Один из несчастных совершенно потерял человеческий облик. Он даже сумел подняться на ноги и теперь неподвижно стоял, прислонившись к столбу. Его руки свисали плетьми, глаза казались остановившимися, ничего не выражающими. Живым был только рот: губы шевелились и непрерывно выплевывали несвязные слова - просьбы, оскорбления, молитвы. Я убедился, что этого человека погрузили в грузовик вместе с остальными лежащими на снегу, и лишь тогда ушел.
Я не мог не обратить внимания на одного из водителей. Он оказался удивительно добрым и понимающим человеком. Позже он доверительно пожаловался, выговаривая слова с мягким венецианским акцентом, что надорвал спину, участвуя в погрузке и выгрузке раненых.
Раненых перевозили в госпиталь, но лазарет оставался переполненным.
* * *
Вечером я пошел в госпиталь навестить Канделу. К сожалению, офицерские комнаты, расположенные на первом этаже, были очень холодными и обогреть их не представлялось возможным. В одной из них на полу лежал почти голый и очень грязный солдат. Похоже, он бился в предсмертной агонии. Когда я вошел, офицеры попросили унести его куда-нибудь. Они сказали, что незнакомые солдаты принесли его сюда и, бросили, не обращая внимания на протесты. Я позвал солдат, занимавшихся уборкой помещения, и потребовал, чтобы они нашли для умирающего другое место. Пришлось применить власть и даже пригрозить оружием, но все-таки я добился, чтобы несчастного отнесли на второй этаж и устроили в теплой комнате.
* * *
Удостоверившись, что все сделано как надо, я снова спустился вниз. Многие офицеры были мне знакомы. Здесь, кроме Канделы, находились капитаны Ланчиани и Рико, оба из 80-го пехотного полка. Несмотря на то что ноги Рико были изранены шрапнелью, он медленно ковылял по комнате и пытался помочь тем, кто вообще не мог встать. За его непрезентабельной внешностью скрывалось очень доброе сердце. Обычно бледное, но спокойное лицо этого человека теперь приобрело синюшный оттенок и было искажено страданием.

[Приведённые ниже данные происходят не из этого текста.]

PR #1001, opened 2023-01-18
Optionally return relationship matrices from pedigree kinship methods

### LINKED ISSUE #994: Generic approach to converting between kinship and relationship estimates
The kinship and (additive) relationship matrices are closely related. This is simply `kinship * ploidy = additive_relationship` for samples of a single ploidy (a bit more complicated in mixed ploidy datasets). In sgkit there are multiple methods for estimating kinship or relationship matrices, but no standard way to convert between them.

Kinship estimators:
- `pedigree_kinship`
- `pca_relate`
- `Weir-Goudet_beta`

Relationship estimators:
- `genomic_relationship`

We also have a method `pedigree_relationship` which converts a kinship matrix to a relationship matrix. This is actually a generic conversion, but it targets the pedigree specific variables within the spec. In retrospect, I think that the `pedigree_relationship` method (in its current form) may have been a mistake as it implies that there should be separate conversion methods for each case. 

We could instead:

- Have generic `kinship_as_relationship` and `relationship_as_kinship` methods. Annoyingly these would have to return generic `stat_relationship` and `stat_kinship` variables.
- Leave it to the user to perform these simple conversions (with suitable documentation).

With regard to the `pedigree_kinship` and `pedigree_relationship` methods, I think it'd be better to combine them into a single method  which (optionally?) returns both the relationship and kinship matrices. My guess is that the relationship matrix will be used more commonly, but the kinship matrix is calculated as an intermediate and we want to avoid kinship -> relationship -> kinship. 
It's a bit awkward calling `pedigree_kinship` and then `pedigree_relationship` in their current state with non-diploid datasets (converting tau to ploidy).

Thoughts?

timothymillar:
- [x] Fixes #994
- [x] Tests added

This makes the changes discussed in #994
- removes `pedigree_relationship` method
- adds `return_relationship` option to `pedigree_kinship`

I have also replaced `pedigree_inverse_relationship` with `pedigree_inverse_kinship` for the sake of a consistent API:
- replaces  `pedigree_inverse_relationship` with `pedigree_inverse_kinship`
- adds `return_relationship` option to `pedigree_inverse_kinship`
- adds `stat_pedigree_inverse_kinship` variable to spec
- relevant tests migrated

My apologies for proposing last-minute API changes. I think this is fairly clean and consistent but I'm happy to hear any objections.

**Edit:** Just noting that the changes in [0b94ccf](https://github.com/pystatgen/sgkit/pull/1001/commits/0b94ccf6412d46cfb729293648da6edbb6817abc) do result in a slight performance loss when calculating the inverse relationship matrix. This is a result of factoring out some steps into the dask task graph (more function calls etc.). Testing on pedigrees from 1K to 10K samples; this seems to fairly consistently be around 10ms.


jeromekelleher (approved):
LGTM

tomwhite (approved):

PR #1002, opened 2023-01-19
Replace `genotype_count` with `variant_genotype_count`

### LINKED ISSUE #911: genotype_count_spec is inconsistent with VCF spec

timothymillar:
- [x] Fixes #911
- [x] Tests added

This introduces a new method `count_variant_genotypes` to count multi-allelic genotypes of any fixed ploidy. The genotype counts are reported in variable `variant_genotype_count` and ordered following the VCF specification. 

The `variant_genotype_count` variable is used in method `hardy_weinberg_test` instead of `genotype_count`. The `genotype_count` variable has been removed from the spec as this was its only use. I am a little bit concerned that any custom generation of the (het, hom1, hom2) ordering (specified for `genotype_count`) will still run against the new version and produce an incorrect result. However, I'd imagine that the incorrect result would be obviously in most situations?


sgkit/stats/aggregation.py
```diff
@@ -285,6 +285,143 @@ def call_rate(ds: Dataset, dim: Dimension, call_genotype_mask: Hashable) -> Data
...
+    for d in range(1, k + 1):
+        gcd = _greatest_common_denominator(r, d)
+        r //= gcd
+        r *= n
+        r //= d // gcd
+        n -= 1
+    return r
+
+
+@numba_jit
```
jeromekelleher, line 312: It would be good to have a handful of standalone tests for these functions to check some boundary cases against some other implementation (or just known results).

sgkit/stats/aggregation.py
```diff
@@ -285,6 +285,143 @@ def call_rate(ds: Dataset, dim: Dimension, call_genotype_mask: Hashable) -> Data
...
+)
+def _count_genotypes(
+    genotypes: ArrayLike, _: ArrayLike, out: ArrayLike
+) -> ArrayLike:  # pragma: no cover
+    # Warning: genotype alleles must be sorted in ascending order!
+    n, k = genotypes.shape
+    out[:] = 0
+    for i in range(n):
+        index = 0
+        compleat = True
```
jeromekelleher, line 335: Typo, ``complete``?

sgkit/stats/aggregation.py
```diff
@@ -285,6 +285,143 @@ def call_rate(ds: Dataset, dim: Dimension, call_genotype_mask: Hashable) -> Data
...
+        for j in range(k):
```
jeromekelleher, line 336: I wonder if this exit early is worth it - we usually expect k to be fairly small and you could special_case `_comb_with_replacement` for a=0 to exit quickly.

Often when compiling code like this the less logic you have the better, even if it seemingly means doing a bit more work 

Would this remove the ordering requirement?

It probably won't make any measurable difference mind, feel free to ignore!

sgkit/stats/aggregation.py
```diff
@@ -285,6 +285,143 @@ def call_rate(ds: Dataset, dim: Dimension, call_genotype_mask: Hashable) -> Data
...
+            out[index] += 1
+
+
+def count_variant_genotypes(
+    ds: Dataset,
+    *,
+    call_genotype: Hashable = variables.call_genotype,
+    merge: bool = True,
+) -> Dataset:
+    """Count the number of calls for each possible genotype at each variant.
```
jeromekelleher, line 352: Can you spell out what you mean by "genotype" here? It means different things to different people, and helpful to be precise about it somewhere.

sgkit/stats/aggregation.py
```diff
@@ -285,6 +285,143 @@ def call_rate(ds: Dataset, dim: Dimension, call_genotype_mask: Hashable) -> Data
...
+        gcd = _greatest_common_denominator(r, d)
+        r //= gcd
+        r *= n
+        r //= d // gcd
+        n -= 1
+    return r
+
+
+@numba_jit
+def _comb_with_replacement(n: int, k: int) -> int:
```
jeromekelleher, line 313: If you want to get into optimisation here, I suspect a small lookup table covering the most common values of n and k here, with a fallback to the general implementation would be very fast.

jeromekelleher (commented):
Looks great, a few minor comments.

Feel free to ignore perf suggestions.

sgkit/stats/aggregation.py
timothymillar: Hope it's clearer now

timothymillar:
Thanks for the suggestions @jeromekelleher. With respect to performance, I've gone with an optimized path of the biallelic case. This sees over an order of magnitude speed up relative to the previous version. Also got a small improvement for multi-allelic case.

Some simple numbers for 100k variants, 500 samples:

| Ploidy | N-Alleles |  new (4b9e7eb) | old (0d6e852) | `count_genotypes` |
| ------------- | ------------- | ------------- | ------------- | ------------- |
| 2  | 2  | 163 ms | 1.87 s | 4.01 s  |
| 4  | 2  | 250 ms | 4.68 s | NA |
| 2  | 3  | 2.37 s | 2.76 s | NA |
| 4  | 3  | 5.41 s | 5.89 s | NA |

Note the `count_genotypes` function is only counting equivalent things for the diploid biallelic case.

sgkit/stats/aggregation.py
timothymillar: Have split into two functions to avoid this, slight perf improvement. The ordering requirement is unavoidable AFAICT , it's described that way in the VCF spec.

sgkit/stats/aggregation.py
timothymillar: I couldn't quite get it working efficiently, maybe how I'm storing the table? Have specialized for the biallelic case instead which is a massive improvement (see below).

sgkit/stats/aggregation.py
```diff
@@ -285,6 +286,181 @@ def call_rate(ds: Dataset, dim: Dimension, call_genotype_mask: Hashable) -> Data
...
+        See :ref:`dataset_merge` for more details.
+
+    Returns
+    -------
+    A dataset containing :data:`sgkit.variables.variant_genotype_count_spec`
+    of genotype counts with shape (variants, genotypes).
+
+    Warnings
+    --------
+    This method is not suitable for mixed-ploidy genotype calls. If it is
```
benjeffery, line 408: Has there been discussion of whether this should be a hard error? I can imagine cases where a user hasn't realised this.

benjeffery (approved):
LGTM, one question about erroring out on mixed ploidy.

sgkit/stats/aggregation.py
eric-czech: Couldn't the lookup just be a global array with say values of `n` in the rows and values of `k` in the columns with values equal to whatever `_comb` outputs there?  I'm curious what happened when you tried.

Given that `_comb` is O(k log(k)) it's probably not a big deal but I could see that possibly making a meaningful difference with high ploidy data.

sgkit/stats/aggregation.py
timothymillar: Good call

> Does it make sense to raise an error from the numba functions if you hit a call that is < -1?

In the `call_genotype` spec we state "... or -2 to indicate a non allele in mixed ploidy datasets" which is a little ambiguous with respect to the non-mixed case. But probably best raise on < -1 for safety.

docs/changelog.rst
```diff
@@ -46,6 +49,11 @@ Breaking changes
   defaulted to ``True`` but now defaults to ``False``. Furthermore, ``True``
   is no longer supported since it is not clear how it should behave.
   (:user:`tomwhite`, :pr:`952`, :issue:`947`)
+- The ``genotype_count`` variable has been removed in favour of
+  :data:`sgkit.variables.variant_genotype_count_spec` which follows VCF ordering.
```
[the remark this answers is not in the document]
timothymillar: Also added to spec description

sgkit/stats/aggregation.py
```diff
@@ -285,6 +286,181 @@ def call_rate(ds: Dataset, dim: Dimension, call_genotype_mask: Hashable) -> Data
...
+    merge
+        If True (the default), merge the input dataset and the computed
+        output variables into a single dataset, otherwise return only
+        the computed output variables.
+        See :ref:`dataset_merge` for more details.
+
+    Returns
+    -------
+    A dataset containing :data:`sgkit.variables.variant_genotype_count_spec`
+    of genotype counts with shape (variants, genotypes).
```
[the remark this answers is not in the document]
timothymillar: Will document with examples in the spec description

sgkit/stats/aggregation.py
timothymillar: Thanks, now seeing 3-5x speedup for multi-allelic cases tested above. Don't know what I was doing last time 🤷.

timothymillar:
Thanks for the feedback @benjeffery and @eric-czech.

> add a coordinate to the genotypes count array

I like this idea although I'm not sure that we are relying on coordinates elsewhere as they seem to be largely optional? There's also the question of how to create generic coordinates for this dimension. The first thing that comes to mind is VCF style genotype strings? For example `ds['genotype_id'] = "genotypes", ['0/0', '0/1', '1/1', '0/2', '1/2', '2/2']` for the triallelic case.

eric-czech:
> I like this idea although I'm not sure that we are relying on coordinates elsewhere as they seem to be largely optional?

That's true, but not intentional.  As far as I recall we just haven't had a great use case for it like this and FWIW, I was using coordinates quite a bit for metadata on human samples in the past with no big issues.

> The first thing that comes to mind is VCF style genotype strings?

Sounds reasonable to me!

timothymillar:
I guess there should be an option to not set the coordinates just in case someone wants to avoid their custom coords being clobbered. So API along the lines of:
```python
def count_variant_genotypes(
    ds: Dataset,
    *,
    call_genotype: Hashable = variables.call_genotype,
    assign_coords: bool = True,  # match xarray wording
    merge: bool = True,
)
```
which returns a dataset with `variant_genotype_count` (variants, genotypes) and `genotype_id` (genotypes) where `genotype_id` has been set as coords for the `genotypes` dimension if `assign_coords=True`.

timothymillar:
After rebasing, test failure seems unrelated (VCF `test_format_field `)

sgkit/stats/aggregation.py
jeromekelleher: Great!

jeromekelleher (approved):
LGTM - auto-merge whenever you're happy @timothymillar!

eric-czech:
> which returns a dataset with variant_genotype_count (variants, genotypes) and genotype_id (genotypes) where genotype_id has been set as coords for the genotypes dimension if assign_coords=True.

Awesome, sounds good to me! 👍

timothymillar:
Thanks for the reviews all. I've tidied up the commit history an implemented @eric-czech's suggestion to pass genotype counts by coords in `hardy_weinberg_test`. Quite a bit of functionality was added in [4147a54](https://github.com/pystatgen/sgkit/pull/1002/commits/4147a5473dd7e003fb1f23cb67f1f75b6f525730) to generate the coords so it'd be great if at least one person could review the two most recent commits. Otherwise good to go (reviewers feel free to auto-merge).

sgkit/stats/aggregation.py
```diff
@@ -477,9 +502,187 @@ def count_variant_genotypes(
     new_ds = create_dataset(
         {variables.variant_genotype_count: (("variants", "genotypes"), C)}
     )
+    if assign_coords is True and merge is False:
```
tomwhite, line 505: Could be simplified to `if assign_coords and not merge`.

What happens if `merge` is true? Are the coordinates assigned in that case?

tomwhite (approved):
This looks great!

One minor comment.

jeromekelleher (approved):
LGTM - happy to merge whenever

sgkit/stats/aggregation.py
timothymillar: Fixed.

Yes, the coords will already exist in `ds` from the initial `define_variable_if_absent` of `genotype_coords`. Any coords in `ds` are kept when it's merged with `new_ds` (checked in `test_genotype_coords`).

Я не мог допустить, чтобы мои друзья оставались в этих холодных комнатах, и отправился к капитану Руокко. От последнего я узнал, что в 100 метрах от основного госпиталя находится маленькое одноэтажное здание, которое как раз сейчас готовят для офицеров. Я тут же пошел проверить, как обстоят дела. Увидев, что там чисто и довольно тепло, я немедленно препроводил туда Канделу, а затем мы вместе с ординарцем капитана Ланчиани со всей осторожностью перенесли туда раненого капитана. Устроив обоих мужчин в самой лучшей, на мой взгляд, части комнаты, я опять пошел через заснеженный двор к госпиталю.
* * *
Неуклюжая и, по-моему, удивительно уродливая бетонная статуя женщины в современной одежде - таких очень много в Советском Союзе, - казалось, следила недобрыми черными глазами за моими перемещениями взад-вперед по двору. Рядом с ней находился постамент еще одной статуи, которую снесло взрывом. На месте остались только гигантские цементные ботинки - из них торчали толстые металлические прутья.
Глядя на эти уродливые творения, я невольно задумался о том, что победа коммунизма принесла советскому народу не только утрату веры в Бога. Она непостижимым образом лишила русских людей чувства прекрасного, не покидавшее их на протяжении многих веков.